For physical….the premium over spot for gold bullion coins at my dealer today  is 6.3%. Eagles are 1858 and change at a spot price of 1740
The premium was up to to 12% earlier in the year….so it’s pretty good now for buyers compared to recent times, imho.
Anon1970
Anon1970
2 years ago
It sounds like the Fed is not manipulating the bond market quite as much as it did last week.
Eddie_T
Eddie_T
2 years ago
Reply to  Anon1970
Reverse repos are off the peak, but still 1.297 trillion as of yesterday. That drives up the interest rate, theoretically, at least. So maybe the manips are just different manips than last week.
Tony Bennett
Tony Bennett
2 years ago
Reply to  Anon1970
Yields are heading lower with or without Federal Reserve’s “help”.
When (not if) Bubbles collapse there will be a rush to safety.  Treasuries have an explicit “full faith and credit” of US government.  No other asset does.  None.
No one cares about Return OF Credit now (all about Return ON Credit) … when the worm turns the bid will be mighty.
Still fully expecting US yields to go negative at SOME point … possibly out to 10yr (or beyond) on yield curve.
Scooot
Scooot
2 years ago
Reply to  Tony Bennett
“Still fully expecting US yields to go negative at SOME point” 
My thoughts, some time maybe but I can’t see it anytime soon. Not that I’d bet. I think stagflation is more of a threat near term. Stock prices and bond prices rose together so I don’t see why they couldn’t fall together when the bubbles burst.

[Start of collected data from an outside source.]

Issue #452, opened 2026-08-02
Published Linux wheels bundle a glibc-2.39 CLI under a manylinux2014 tag


jkitchin:
Discovered while building the container images for #449.

The published Linux wheels for `pounce-solver` are tagged `manylinux2014`
(glibc 2.17) but the `pounce` CLI binary they bundle requires **glibc 2.39**.
On anything older, the CLI cannot start:

```
$ docker run --rm python:3.12-slim-bookworm sh -c 'pip -q install pounce-solver==0.9.0 && pounce --version'
/usr/local/lib/python3.12/site-packages/pounce/bin/pounce: /lib/x86_64-linux-gnu/libc.so.6: version `GLIBC_2.39' not found (required by .../pounce/bin/pounce)
```

Reproduced on 0.9.0, **both amd64 and arm64**, on Debian bookworm (glibc 2.36).
Debian trixie (2.41) works.

## Cause

`.github/workflows/release-pounce.yml` builds the bundled CLI on the runner
host and only then hands the tree to maturin:

```yaml
- name: Build pounce CLI binary
  run: cargo build --release --bin pounce --target ${{ matrix.rust_target }}   # <- runs on the HOST

- uses: PyO3/maturin-action@v1
  with:
    manylinux: manylinux2014                                                    # <- container, CLI never enters it
```

So the extension module (`_pounce.so`) genuinely is manylinux2014, but the
CLI beside it is linked against the runner's glibc. `ubuntu-latest` and
`ubuntu-24.04-arm` are both Ubuntu 24.04 / glibc 2.39, which is why both
Linux wheels are affected. auditwheel never inspects `pounce/bin/pounce` —
it is data as far as the wheel is concerned — so nothing catches it.

## Impact

`import pounce` is fine; anything that runs the CLI is not. That includes
the `pounce` console script and **pyomo-pounce**, which shells out to the
binary — so `SolverFactory('pounce').solve(m)` fails on:

- Debian 12, Ubuntu 22.04 and older
- RHEL/Rocky/Alma 8 and 9
- most HPC cluster images, which is where this matters most

The failure is at exec time with a linker error, not at install time, so
`pip install` reports success.

## Possible fixes

1. Build the CLI *inside* the manylinux container — e.g. give
   `maturin-action` a `before-script-linux` that runs the `cargo build`, so
   the binary and the extension share a glibc floor.
2. Build the CLI for `*-unknown-linux-musl` and bundle that: fully static, no
[...]

PR #574, opened 2026-08-10
release: 0.10.0

jkitchin:
Version bump for the 0.10.0 release. No code change — every hunk is a version
string, plus the CHANGELOG cut.

0.10.0 covers 553 commits and 129 merged PRs since `v0.9.0` (2026-07-24). The
CHANGELOG section is 4,903 lines, about three times the size of 0.9.0's.

## Surfaces bumped

- Root `Cargo.toml`: `[workspace.package]` and all 17 `[workspace.dependencies]`
  pins that point at our own crates (they must match, or `cargo publish` resolves
  a dependent against the previous release).
- `python/pyproject.toml`, `pyomo-pounce/pyproject.toml`.
- `docker/Dockerfile.release`: the pinned `ARG POUNCE_VERSION` and the usage
  example above it.
- `Cargo.lock`.
- The `ghcr.io/jkitchin/pounce:0.9.0` tags quoted in `README.md`,
  `docs/src/docker.md`, and `docker/README.md` — the consistency script's
  advisory grep covers exactly these files and would have reported them stale.

`scripts/check-release-consistency.sh` passes at 0.10.0.

## CITATION.cff was two releases stale

It sat at `version: 0.8.0` / `date-released: 2026-07-11` through the entire
0.9.0 cycle, so GitHub's "Cite this repository" widget has been offering 0.8.0
since July. `dev-notes/cargo-release.md` step 4 says to bump it, but
`check-release-consistency.sh` does not verify it — which is why the drift was
silent where every other surface's drift is caught. Now at 0.10.0 / 2026-08-10.

Adding CITATION.cff to that guard is worth a follow-up; a checklist item that
was already missed once will be missed again.

## What deliberately did not move

- `pounce-solver>=0.9.0` in `pyomo-pounce`'s base dependencies — a deliberately
  loose compatibility floor, documented as such in the file.
- `pounce-solver>0.9.0` in the `pyomo-v2` extra — encodes that released 0.9.0
  predates the per-model `Options` echo (#553) the v2 route needs. Bumping it
  with the release would erase a real compatibility fact.
- The `#452` history comment in `Dockerfile.release`, which is about what 0.9.0
  shipped.

## CHANGELOG link references

The reference block stopped at `[0.3.0]`, so every version from 0.4.0 up —
including `[Unreleased]` — rendered as unlinked literal text. Added the seven
missing ones.

## Release preflight, and a broken step in the docs

`scripts/publish-crates.sh --dry-run` **fails at the second crate**, and will
fail for any release that bumps the version:

```
error: failed to prepare local package for uploading
  failed to select a version for the requirement `pounce-common = "^0.10.0"`
  candidate versions found which didn't match: 0.9.0, 0.8.0, 0.7.0, ...
  location searched: crates.io index
```

`cargo publish -p <crate> --dry-run` resolves that crate's workspace siblings
against the **crates.io index**. At a bumped version none of them are there yet,
so only the leaves (`pounce-common`, `pounce-studio-core`) can pass. The
procedure in `dev-notes/cargo-release.md` claims this step "dry-runs every crate
end-to-end, so any breakage appears here, not three crates into the real
release" — that is not achievable this way. Run before the bump it passes
trivially, having validated nothing about the version being shipped; run after
the bump it fails on crate 2. Either way it never did the job described.

`cargo publish --workspace --dry-run` (cargo 1.96) resolves siblings against the
locally packaged crates instead of the index, which is the check the docs
describe. Its result is reported in a comment below. Switching the script's
`--dry-run` path to it is the natural follow-up.

The real publish is unaffected: it publishes in topological order, so each
crate's dependencies genuinely are live by the time it uploads.

### DIFF
--- a/CHANGELOG.md
+++ b/CHANGELOG.md
@@ -4899,7 +4899,7 @@ fact improved that family substantially (92 → 38 failures/144) before #361 too
 it to 0.
 
 
-### ### Tests — pyomo-pounce: `test_binary_check.py` failed on any Windows checkout (#366)
+### Tests — pyomo-pounce: `test_binary_check.py` failed on any Windows checkout (#366)
 
 - Three tests were POSIX-only: the shadowing test joined `PATH` with a
   hardcoded `":"` instead of `os.pathsep`, and the fake `pounce` binaries were
--- a/CHANGELOG.md
+++ b/CHANGELOG.md
@@ -9,6 +9,9 @@ changes.
 
 ## [Unreleased]
 
+
+## [0.10.0] - 2026-08-10
+
 ### Changed — FERAL 0.15.1, which stops assuming the host has threads
 
 The workspace pin moves `feral` 0.15.0 → 0.15.1. It is a patch release with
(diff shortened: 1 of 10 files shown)


jkitchin:
Dry-run result, following up the preflight note in the description.

`cargo publish --workspace --dry-run` passes clean:

- exit 0
- 20 crates packaged and verified at 0.10.0
- 0 errors, 0 warnings

The set it covered diffs exactly against the `CRATES=(...)` list in
`scripts/publish-crates.sh`, and the three `publish = false` crates
(`pounce-py`, `pounce-studio-pyo3`, `iter-diff`) were excluded without needing
to be named.

So the release is validated end-to-end; the gap was only in the documented
command. For the record, the two behave differently on purpose:

| | sibling deps resolved against | works at a bumped version |
|---|---|---|
| `cargo publish -p <crate> --dry-run` (what the script runs, per crate) | crates.io index | no — fails on the first non-leaf |
| `cargo publish --workspace --dry-run` | locally packaged crates | yes |

Follow-up worth filing: point the script's `--dry-run` path at
`cargo publish --workspace --dry-run` and correct the claim in
`dev-notes/cargo-release.md`. Leaving both alone in this PR — a release bump
should not also change the release tooling.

Yields are still artificially low because of Central Bank buying and this is going to cease or at least slow down in the not too distant future. That will require a lot of buying to replace the Fed. Although the knowledge of the forthcoming taper might be behind the recent rise in yields, a bit of sell the rumour buy the fact maybe. Might be totally wrong though 🙂 
Real yields might go more negative 
Eddie_T
Eddie_T
2 years ago
Reply to  Scooot
“I think stagflation is more of a threat near term.”
Agree.
Tony Bennett
Tony Bennett
2 years ago
Reply to  Scooot
“Yields are still artificially low because of Central Bank buying”
Well, the facts say otherwise.
Q3 ended Fall of 2014 and until late 2019 (when reverse repo madness began) Federal Reserve balance sheet DECLINED.  10 yr yield?  Chopped around for years and then dropped 100 bps the year prior to resumption of balance sheet growth.  Yields responding to poor economic growth —- economy flirting with recession when covid hit … massive fiscal / monetary stimulus kicked can to now.  Economic weakness on deck.
Scooot
Scooot
2 years ago
Reply to  Tony Bennett
Yes all good points but during that period there was no CPI inflation, no structural supply issues, no pandemic with it’s likely ongoing drag from new variants etc. Central Banks are trapped, on the one hand they’ll want to retain easy conditions but these won’t fix the structural issues. On the other hand they’ll need to try and stop price rises getting out of hand as their claims of transitory where very thin. They run the risk of getting too far behind the curve. In the meantime the public are going to be screaming from the rooftops about the rising costs of living so the politicians will start feeling the heat. That’s how I see it panning out but there is no normal now so who knows.